Like where this could be going.
Must say though, I had that Sumatra wood stuff, not yours personally Mark  
Just the way they leave it with those sawn of branches. So ruins every scape I've ever seen with it.
Some people cover them with moss etc. but I just look at them and think 'theres a cut end under there'.

Anyway, goodluck


----------



## LondonDragon (26 Jul 2008)

Looking great, PM me when you need some mosses


----------



## Mark Evans (26 Jul 2008)

will do LD, thanks.



			
				jay said:
			
		

> Anyway, goodluck





			
				TDI-line said:
			
		

> Very cool Saintly.



thanks folks.



			
				passerby* said:
			
		

> just a shame that saying seems to include money more than effort in the aquarium world ..lol



tis rather expensive, seems that anything i do is expensive...thats what my wife says anyway.


----------



## nickyc (26 Jul 2008)

saintly said:
			
		

> tis rather expensive, seems that anything i do is expensive...thats what my wife says anyway.



Lol!  My b/f used to say the same about me.  Then he got a marine tank     Expense on a planted tank [or 3   ] just pales into insignficance!!


----------



## spaldingaquatics (26 Jul 2008)

If that's L.Sessiliflora like mine in that rena then the constant cutting back would be a hassle  

both tanks looking great btw


----------



## Mark Evans (27 Jul 2008)

spaldingaquatics said:
			
		

> If that's L.Sessiliflora like mine in that rena then the constant cutting back would be a hassle



thankfully thst tank ended a few months ago. that was my "learning to grow plants" stage. i had no idea about aquascaping.



			
				nickyc said:
			
		

> Lol! My b/f used to say the same about me. Then he got a marine tank  Expense on a planted tank [or 3  ] just pales into insignficance!!

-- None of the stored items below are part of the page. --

PR #299, opened 2026-05-14
fix(codex): drop expired rate-limit buckets so the usage indicator does not stick at a stale percentage (#120)

### LINKED ISSUE #120: Codex usage indicator stuck at 91% — does not match real Codex usage
## Summary
The Codex usage indicator in the bottom-left side panel shows ~91% usage, but actual Codex usage is 0% according to the Codex web dashboard and Codex CLI. The stale value persists across sessions.

## Steps to reproduce
1. Sign into Codex inside Nimbalyst.
2. Use Codex through Nimbalyst until the usage indicator climbs (in this case, it climbed to ~91% during a session).
3. Stop using Codex and let real usage drop to 0% (verified via https://chatgpt.com/codex/cloud/settings/analytics#usage and the Codex CLI).
4. Observe that the bottom-left panel still shows 91%.

## Expected behavior
The Codex usage indicator should track the real Codex quota, matching what the Codex dashboard / CLI report.

## Actual behavior
Indicator is stuck at 91%. It does not refresh after:
- Refreshing the panel
- Quitting and relaunching Nimbalyst
- Disabling and re-enabling Codex in settings
- Restarting the computer

The value has remained stuck across multiple sessions.

## Environment
- App version: 0.58.14
- Platform: macOS (darwin arm64), OS release 25.4.0
- Electron: 41.0.4
- Node: 24.14.0
- Chrome: 146.0.7680.153

ademczuk:
## Summary

Fixes #120. The Codex usage indicator in the bottom-left panel was sticking on the most recent historical percentage (91% in @markmuir87's report) even though real Codex usage had returned to 0%. The stale value survived panel refresh, app quit-and-relaunch, disable+re-enable of Codex in settings, and full machine restart.

## Root cause

`CodexUsageService.extractRateLimitsFromEvent` (`packages/electron/src/main/services/CodexUsageService.ts:347`) returned any `token_count` event whose `rate_limits.primary` block was non-null, with no check on `primary.resets_at`. The scan-backward loop in `extractUsageSnapshotFromFile` (lines 300-319) breaks on the first match and never re-checks - so once a JSONL line carrying `used_percent: 91, resets_at: <past>` exists in `~/.codex/sessions/`, it keeps coming back.

`cachedUsage` is in-memory only and clears on app launch, but the `codex-usage:get` IPC handler calls `refresh()` on cold start (`CodexUsageHandlers.ts:16`), which immediately re-reads the same stale JSONL file and repopulates the cache with 91% within milliseconds. That's why the stuck value survives every restart path the reporter tried.

## Fix

Extract the expiry logic into a pure `filterRateLimitsByExpiry` helper that drops each bucket (primary 5h, secondary 7d) independently when its `resets_at` Unix-seconds timestamp is at or before now:

- A still-active 7-day window keeps surfacing even when the 5-hour window just reset.
- If both buckets are expired the function returns `null` so the scan continues into older lines / files for a still-active block.
- If nothing is active anywhere, the higher-level snapshot falls through to `limitsAvailable: false` and the renderer shows `--` instead of a stale percentage.

The helper takes `nowSeconds` as a parameter so it's deterministically unit-testable without `vi.useFakeTimers()` or `Date.now()` stubbing.

## Tests

9 new unit tests in `CodexUsageService.expiry.test.ts`:

- Both windows active - returns unchanged
- Primary expired, secondary active - drops primary only, surfaces secondary
- Primary active, secondary expired - drops secondary only, surfaces primary
- AnisminC #120 scenario: stale primary at 91%, no secondary - returns null so the scan continues
- Both windows expired - returns null
- Boundary: `resets_at === now` - treated as expired (strict `>` check)
- `resets_at` undefined (old SDK schema gap) - treated as active, fail-open
- Preserves `credits` field on the active side
- Preserves `limit_id` field on the active side

All 9 pass.

## How users with the stuck value see it clear

The fix takes effect on the next `refresh()` call (currently every 30 minutes via the poll loop in `CodexUsageService.startPolling`, or sooner if the user opens the indicator panel). No migration needed - `cachedUsage` is in-memory only.

## Test plan

- [x] `npx vitest run packages/electron/src/main/services/__tests__/CodexUsageService.expiry.test.ts` - 9/9 pass
- [ ] Manual: on a machine with a stuck indicator, verify the next 30-minute poll surfaces the correct value (or `--` if no active window exists)

Fixes #120.


ademczuk:
Auto-closed during today's fork-relationship reset on `ademczuk/nimbalyst` (sweep of all 7 of my open PRs). Resubmitted at #312 with identical branch contents. No code change.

i'll have to try and get my wife into it. i did buy the optiwhite for her birthday present, but she said she didnt want it....i had do have it!   ungratefull


----------



## aaronnorth (6 Aug 2008)

Any updates?


----------



## Mark Evans (6 Aug 2008)

yeh, i'll be starting soon. it's to be set up at my mothers. waiting for ADA AS.

mark


----------



## aaronnorth (6 Aug 2008)

cool  8)


----------



## Mark Evans (12 Aug 2008)

this scape has been suspended. im now concentrating on my big tank total rescape. this is currently being run as a nursery. with plants donated kindly by john starkey and london dragon   thanks chaps.

donation to ukaps coming.

this is purely and simply a holding tank now, these plants are not part of a scape, just in there to grow. as with the moss's and riccia.it's going to get more cluttered soon   





saintly's iwagumi part 3 to come. hopefully with valuable lessons learnt.

mark


----------



## LondonDragon (12 Aug 2008)

Looking forward to the new scape, never tried mosses until I joined this forum and got some donated by Ed, now I have a pretty good collection going, just love them.
So far I have Weeping, Spiky, Xmas, Taiwan, Flame, Willow moss and also some Fissidens fontanus


----------



## Mark Evans (14 Aug 2008)

LondonDragon said:
			
		

> Looking forward to the new scape,



thanks LD. now i can see the moss for real, it's a fabulous plant also. even though my big tank is a total nursery mess. i can see how things will look in my next scape(i think) i want it to be quite complicated in layout. ambitious is the word, i think.textures, colour, stones wood. the whole damn lot!


----------



## aaronnorth (15 Aug 2008)

cool shot 8)


----------



## John Starkey (15 Aug 2008)

Hi Mark,nice looking limnophila aromatica you have there   ,regards john


----------



## durtydurty (15 Aug 2008)

How do you get the what I presume is vallis to grow like that at the back of the tank? 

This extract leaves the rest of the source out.